Exercise description:
Go through the entries below. Copy each line in which "plugin" appears.

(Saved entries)
Start of Block
PR #1094, opened 2024-10-14
PB-1041: Fix Conflict Layer Name/ID 

ismailsunni:
I also ended up refactoring on how we retrieve a layer. LayerID is not enough since it's possible to have two layers with same layerID but different baseURL.

I am thinking also about same layerID, same baseURL, but different type of layer (e.t. WMTS vs WMS). But perhaps it's even more corner case, that can be addressed later.

Peek 2024-10-14 14-40 - layer name conflict

[Test link](https://sys-map.dev.bgdi.ch/preview/pb-1041-conflict-layer-name/index.html)

### DIFF
--- a/src/store/modules/layers.store.js
+++ b/src/store/modules/layers.store.js
@@ -397,9 +397,9 @@ const actions = {
         { index = null, layerId = null, isExternal = null, baseUrl = null, dispatcher }
     ) {
         if (layerId) {
-            commit('removeLayersById', { layerId, dispatcher })
-        } else if (index !== null) {
             commit('removeLayersById', { layerId, isExternal, baseUrl, dispatcher })
+        } else if (index !== null) {
+            commit('removeLayerByIndex', { index, dispatcher })
         } else {
             log.error(
                 `Failed to remove layer: invalid parameter: ${index}, ${layerId}, ${dispatcher}`
--- a/src/store/modules/layers.store.js
+++ b/src/store/modules/layers.store.js
@@ -232,14 +232,14 @@ const getters = {
         (state, getters) =>
         (layerId, isExternal = null, baseUrl = null) => {
             const layer = getters.getActiveLayersById(layerId, isExternal, baseUrl)[0]
-            console.log(
-                'hasDataDisclaimer',
-                layerId,
-                isExternal,
-                baseUrl,
-                layer,
-                layer?.isExternal || (layer?.type === LayerTypes.KML && !layer?.adminId)
-            )
+            // console.log(
+            //     'hasDataDisclaimer',
+            //     layerId,
+            //     isExternal,
+            //     baseUrl,
+            //     layer,
+            //     layer?.isExternal || (layer?.type === LayerTypes.KML && !layer?.adminId)
+            // )
             return layer?.isExternal || (layer?.type === LayerTypes.KML && !layer?.adminId)
         },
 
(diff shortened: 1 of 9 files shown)


src/store/modules/layers.store.js
```diff
@@ -5,8 +5,14 @@ import { getGpxExtent } from '@/utils/gpxUtils.js'
...
 import log from '@/utils/logging'
 
-const getActiveLayersById = (state, layerId) =>
-    state.activeLayers.filter((layer) => layer.id === layerId)
+const getActiveLayersById = (state, layerId, isExternal = null, baseUrl = null) => {
+    return state.activeLayers.filter((layer) => {
+        const matchesLayerId = layer.id === layerId
+        const matchesIsExternal = isExternal === null || layer.isExternal === isExternal
+        const matchesBaseUrl = baseUrl === null || layer.baseUrl === baseUrl
+        return matchesLayerId && matchesIsExternal && matchesBaseUrl
```
ltkum, line 13: this bit of code is repeated three times across the store. It would be cleaner to turn it into a function like so : 
``` 
function matchTwoLayers(layerId, isExternal=null, baseUrl=null, layerToMatch) {
const matchesLayerId = layer.id === layerId
        const matchesIsExternal = isExternal === null || layer.isExternal === isExternal
        const matchesBaseUrl = baseUrl === null || layer.baseUrl === baseUrl
        return matchesLayerId && matchesIsExternal && matchesBaseUrl
}
```

then you call it here (line 9), in getActiveLayersById (line 178) and in removeLayerById (line 818) by checking for a false value.That way, if we need to change the way we filter layers by their various identifiers, we can do it by changing the code only in one place.

src/store/modules/layers.store.js
```diff
@@ -165,10 +171,20 @@ const getters = {
...
      * @param {string} layerId ID of the layer(s) to retrieve
+     * @param {string} isExternal If the layer must be external, not, or both
+     * @param {string} baseUrl Base URL of the layer(s) to retrieve
      * @returns {[AbstractLayer]} All active layers matching the ID
      */
-    getActiveLayersById: (state) => (layerId) =>
-        state.activeLayers.filter((layer) => layer.id === layerId),
+    getActiveLayersById:
+        (state) =>
+        (layerId, isExternal = null, baseUrl = null) => {
```
ltkum, line 180: see comment above

src/store/modules/layers.store.js
```diff
@@ -809,14 +834,21 @@ const mutations = {
...
+                (layer2Update) => {
+                    log.debug(`update layer`, layer2Update, layer)
+                    Object.assign(layer2Update, layer)
+                }
+            )
         })
     },
-    removeLayersById(state, { layerId }) {
-        state.activeLayers = state.activeLayers.filter((layer) => layer.id !== layerId)
+    removeLayersById(state, { layerId, isExternal = null, baseUrl = null }) {
```
ltkum, line 845: see comment above

src/store/modules/layers.store.js
```diff
@@ -165,10 +171,20 @@ const getters = {
      * Retrieves active layer(s) by ID
      *
      * @param {string} layerId ID of the layer(s) to retrieve
+     * @param {string} isExternal If the layer must be external, not, or both
+     * @param {string} baseUrl Base URL of the layer(s) to retrieve
      * @returns {[AbstractLayer]} All active layers matching the ID
```
ltkum, line 176: it could be a good idea to update the comment, as the method has changed a bit, even if the goal is clear.

ltkum (commented):
It seems to be working, and apart from a small change to make the code easier to maintain in the future, I have not seen anything problematic within the code. I have seen that the `getLayersById` method (line 197) has not been changed, and was curious if it could cause a potential issue in the future. To be on the safe side, I would also make it check against the 'isExternal' and 'baseUrl' parameters (set to null by default), so that every check meant to identify a layer by its `id` has the same sets of parameters to check.

ltkum (approved):
looks good to me, thanks for the work :)

PR #1095, opened 2024-10-14
PB-875: CTRL-Left click selection features for vector (KML/GPX/GeoJSON) and multiple elements

sommerfe:
[Test link](https://sys-map.dev.bgdi.ch/preview/feat-pb-875-ctrl-right-click-select-multiple-features/index.html)

### DIFF
--- a/src/modules/map/components/openlayers/utils/useDragBoxSelect.composable.js
+++ b/src/modules/map/components/openlayers/utils/useDragBoxSelect.composable.js
@@ -1,8 +1,16 @@
 import { booleanIntersects } from '@turf/boolean-intersects'
-import { lineString, point, polygon } from '@turf/helpers'
+import { circle } from '@turf/circle'
+import {
+    geometryCollection,
+    lineString,
+    multiLineString,
+    multiPoint,
+    multiPolygon,
+    point,
+    polygon,
+} from '@turf/helpers'
 import { platformModifierKeyOnly } from 'ol/events/condition'
 import GeoJSON from 'ol/format/GeoJSON'
-import { LineString, Point, Polygon } from 'ol/geom'
 import { DragBox } from 'ol/interaction'
 import { useStore } from 'vuex'
 
@@ -98,14 +106,35 @@ export function useDragBoxSelect() {
  *   is not supported.
  */
 function fromOlGeometryToTurfGeometry(olGeometry) {
-    if (olGeometry instanceof Point) {
-        return point(olGeometry.getCoordinates())
+    if (!olGeometry || typeof olGeometry.getCoordinates !== 'function') {
+        log.error('Invalid OpenLayers geometry provided.', olGeometry)
+        return null
     }
-    if (olGeometry instanceof Polygon) {
-        return polygon(olGeometry.getCoordinates())
+
+    // Mapping OpenLayers geometry types to Turf.js functions
+    const geometryMapping = {
+        Point: point,
+        MultiPoint: multiPoint,
+        LineString: lineString,
+        MultiLineString: multiLineString,
+        Polygon: polygon,
+        MultiPolygon: multiPolygon,
+        GeometryCollection: geometryCollection,
+        Circle: function (olGeometry) {
+            const center = olGeometry.getCenter()
+            const radius = olGeometry.getRadius()
+            return circle(center, radius)
+        },
     }
-    if (olGeometry instanceof LineString) {
-        return lineString(olGeometry.getCoordinates())
+
+    const olGeometryType = olGeometry.getType()
+
+    const turfGeometryFunction = geometryMapping[olGeometryType]
+
+    if (turfGeometryFunction) {
+        return turfGeometryFunction(olGeometry.getCoordinates())
+    } else {
+        log.error('Unsupported geometry type:', olGeometryType)
+        return null
     }
-    return null
 }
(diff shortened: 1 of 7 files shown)


src/modules/map/components/openlayers/utils/useDragBoxSelect.composable.js
```diff
@@ -20,16 +28,63 @@ export function useDragBoxSelect() {
     )
     dragBoxSelect.on('boxend', () => {
         const selectExtent = dragBoxSelect.getGeometry()?.getExtent()
+        if (selectExtent?.length !== 4) return
```
ltshb, line 31: coding style guidelines

src/utils/layerUtils.js
```diff
@@ -97,3 +101,36 @@ export function indexOfMaxResolution(projection, layerMaxResolution) {
...
+/**
+ * Creates a LayerFeature object from an OpenLayers feature and a layer.
+ *
+ * @param {ol.Feature} olFeature - The OpenLayers feature to convert.
+ * @param {AbstractLayer} layer - The layer associated with the feature.
+ * @returns {LayerFeature | null} The created LayerFeature object or null if the feature has no
+ *   geometry.
+ */
+export function createLayerFeature(olFeature, layer) {
+    if (!olFeature?.getGeometry()) return null
```
ltshb, line 114: coding style

src/modules/map/components/openlayers/utils/useDragBoxSelect.composable.js
```diff
@@ -20,16 +28,63 @@ export function useDragBoxSelect() {
...
+                    })
+                    return olFeatures.map((feature) => ({ feature: feature, layer }))
+                }
             })
-        }
+            .filter((result) => {
+                const geometry = fromOlGeometryToTurfGeometry(result.feature.getGeometry())
+                return geometry && dragBox && booleanIntersects(dragBox, geometry)
+            })
+            .map(({ feature, layer }) => createLayerFeature(feature, layer))
```
ltshb, line 59: I'm not sure it is a good idea to put this here, it only select GeoJSON, GPX and KML features, where is the code to select other features types ? In my opinion both code should sit next to each other to improve code organization.

src/utils/layerUtils.js
```diff
@@ -97,3 +101,36 @@ export function indexOfMaxResolution(projection, layerMaxResolution) {
...
+        name:
+            olFeature.get('label') ??
+            // exception for MeteoSchweiz GeoJSONs, we use the station name instead of the ID
+            // some of their layers are
+            // - ch.meteoschweiz.messwerte-niederschlag-10min
+            // - ch.meteoschweiz.messwerte-lufttemperatur-10min
+            olFeature.get('station_name') ??
+            // GPX track feature don't have an ID but have a name !
+            olFeature.get('name') ??
+            olFeature.getId(),
```
ltshb, line 127: This code seems to be copy paste from other place(s) ? we should maybe put it into a function and use it everywhere where it is needed

src/modules/map/components/openlayers/utils/useDragBoxSelect.composable.js
sommerfe: the other features are selected in click-on-map-management.plugin.js
the features of the GeoJSON, GPX and KML files are added to the ClickInfo features which are then also used in the click-on-map-management.plugin.js so i think the code is well placed here, i can change the name of the features to vectorFeatures to make it clear that those are just the vector features

src/modules/map/components/openlayers/utils/useDragBoxSelect.composable.js
```diff
@@ -20,16 +28,63 @@ export function useDragBoxSelect() {
     )
     dragBoxSelect.on('boxend', () => {
         const selectExtent = dragBoxSelect.getGeometry()?.getExtent()
+        if (selectExtent?.length !== 4) return
 
-        if (selectExtent?.length === 4) {
-            store.dispatch('click', {
-                clickInfo: new ClickInfo({ coordinate: selectExtent }),
-                ...dispatcher,
+        const dragBox = polygon(dragBoxSelect.getGeometry()?.getCoordinates())
```
pakb, line 35: https://turfjs.org/docs/api/polygon I think this could break the code if `getGeomtry()` doesn't return something relevant, you might want to check that it has something valid before sending it to this TurfJS helper

src/utils/identifyOnVectorLayer.js
```diff
@@ -5,11 +5,12 @@ import pointToLineDistance from '@turf/point-to-line-distance'
 import proj4 from 'proj4'
 import { reproject } from 'reproject'
 
-import LayerFeature from '@/api/features/LayerFeature.class'
 import { WGS84 } from '@/utils/coordinates/coordinateSystems'
 import { reprojectGeoJsonData, transformIntoTurfEquivalent } from '@/utils/geoJsonUtils'
 import log from '@/utils/logging'
 
+import { createLayerFeature } from './layerUtils'
```
pakb, line 12: please use "absolute" import (`@/utils/layerUtils`)

pakb (commented):
Looking good! I've sent you a file (on Slack) where I couldn't select some features, might be a missing geometry type in the code you added

pakb (approved):

PR #1096, opened 2024-10-15
PB-768: swisssearch now centers when it's given coordinates in the URL

ltkum:
- Issue : Swisssearch coordinates in the query were not centering the map on the coordinates.
- Cause : We sometimes end up going twice through the storesync, which meant that, since the store was setting the center default param, and it differed from the query, the center param was overwritten by the default value.
- Fix : To counter this, we set the center through the search before the center parameter itself, preventing him to try to set its default value. We also stop the center from populating the store when there is a swisssearch parameter and no crosshair

[Test link](https://sys-map.dev.bgdi.ch/preview/fix-pb-768-swisssearch-center-in-legacy/index.html)

### DIFF
--- a/src/router/storeSync/storeSync.config.js
+++ b/src/router/storeSync/storeSync.config.js
@@ -51,6 +51,8 @@ const storeSyncConfig = [
                 'sr'
             ),
     }),
+    //
+    new SearchParamConfig(),
     // Position must be processed after the projection param,
     // otherwise the position might be wrongly reprojected at app startup when SR is not equal
     // to the default projection EPSG number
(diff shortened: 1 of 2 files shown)


src/router/storeSync/storeSync.config.js
```diff
@@ -51,6 +51,8 @@ const storeSyncConfig = [
                 'sr'
             ),
     }),
+    //
+    new SearchParamConfig(),
```
ltshb, line 55: You should add a comment about why the position of this param is important

ltshb (approved):

PR #1098, opened 2024-10-16
PB-877: add swisssearch legacy url limit attribute

sommerfe:
[Test link](https://sys-map.dev.bgdi.ch/preview/feat-pb-877-add-swisssearch-legacy-url-limit-attribute/index.html)

### DIFF
--- a/src/api/search.api.js
+++ b/src/api/search.api.js
@@ -197,13 +197,14 @@ function parseLocationResult(result, outputProjection) {
     }
 }
 
-async function searchLayers(queryString, lang, cancelToken) {
+async function searchLayers(queryString, lang, cancelToken, limit = 0) {
     try {
         const layerResponse = await generateAxiosSearchRequest(
             queryString,
             lang,
             'layers',
-            cancelToken.token
+            cancelToken.token,
+            { limit }
         )
         // checking that there is something of interest to parse
         const resultWithAttrs = layerResponse?.data.results?.filter((result) => result.attrs)
@@ -222,15 +223,17 @@ async function searchLayers(queryString, lang, cancelToken) {
  * @param queryString
  * @param lang
  * @param cancelToken
+ * @param limit
  * @returns {Promise<LocationSearchResult[]>}
  */
-async function searchLocation(outputProjection, queryString, lang, cancelToken) {
+async function searchLocation(outputProjection, queryString, lang, cancelToken, limit = 0) {
     try {
         const locationResponse = await generateAxiosSearchRequest(
             queryString,
             lang,
             'locations',
-            cancelToken.token
+            cancelToken.token,
+            { limit }
         )
         // checking that there is something of interest to parse
         const resultWithAttrs = locationResponse?.data.results?.filter((result) => result.attrs)
@@ -427,10 +430,17 @@ let cancelToken = null
  * @param {String} config.lang The lang ISO code in which the search must be conducted
  * @param {GeoAdminLayer[]} [config.layersToSearch=[]] List of searchable layers for which to fire
  *   search requests. Default is `[]`
+ * @param {number} config.limit The maximum number of results to return
  * @returns {Promise<SearchResult[]>}
  */
 export default async function search(config) {
-    const { outputProjection = null, queryString = null, lang = null, layersToSearch = [] } = config
+    const {
+        outputProjection = null,
+        queryString = null,
+        lang = null,
+        layersToSearch = [],
+        limit = 0,
+    } = config
     if (!(outputProjection instanceof CoordinateSystem)) {
         const errorMessage = `A valid output projection is required to start a search request`
         log.error(errorMessage)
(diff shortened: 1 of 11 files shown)


src/store/modules/search.store.js
```diff
@@ -147,6 +169,7 @@ const actions = {
      * @param {SearchResult} entry
      */
     selectResultEntry: ({ dispatch, getters, rootState }, { entry, dispatcher }) => {
+        console.log('selectResultEntry', entry)
```
ltshb, line 172: Don't use `console.log` but `log.debug` from the log library

ltshb (commented):
I've two comprehension question that should be at least documented on the PR description:

- Why removing the `swisssearch` url parameter when it has been entered by the user ? What is the advantage of this ? If I read the ticket associated with this PR, the only issue that we have is that when a user is entering a search text in the search bar the `swisssearch` is set, so the changes should be very straight forward by not syncing store to url param, but only url param to store.
- Why adding this strange limit support and how it works ? from where does it come from ? is it documented ? I could not find anything in ticket related to this ? Based on the PR title it is a legacy attribute so it should be in the legacy url param parser or has it been decided to keep this as official ?
Also the PR title only reflect the limit attribute but not the changes asked in ticket.

ltshb:
I've just seen that this PR contains also #1084 this answer partly my questions above, you should base this PR to #1084 this would ease review and understanding, but then pay attention when merging to merge first #1084 and then rebase this one to develop before merging.

ltshb (changes requested):
See comment in ticket, I think this needs some refinement on how to do it.

src/router/storeSync/SearchAutoSelectConfig.class.js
End of Block
Result:
sommerfe: the other features are selected in click-on-map-management.plugin.js
the features of the GeoJSON, GPX and KML files are added to the ClickInfo features which are then also used in the click-on-map-management.plugin.js so i think the code is well placed here, i can change the name of the features to vectorFeatures to make it clear that those are just the vector features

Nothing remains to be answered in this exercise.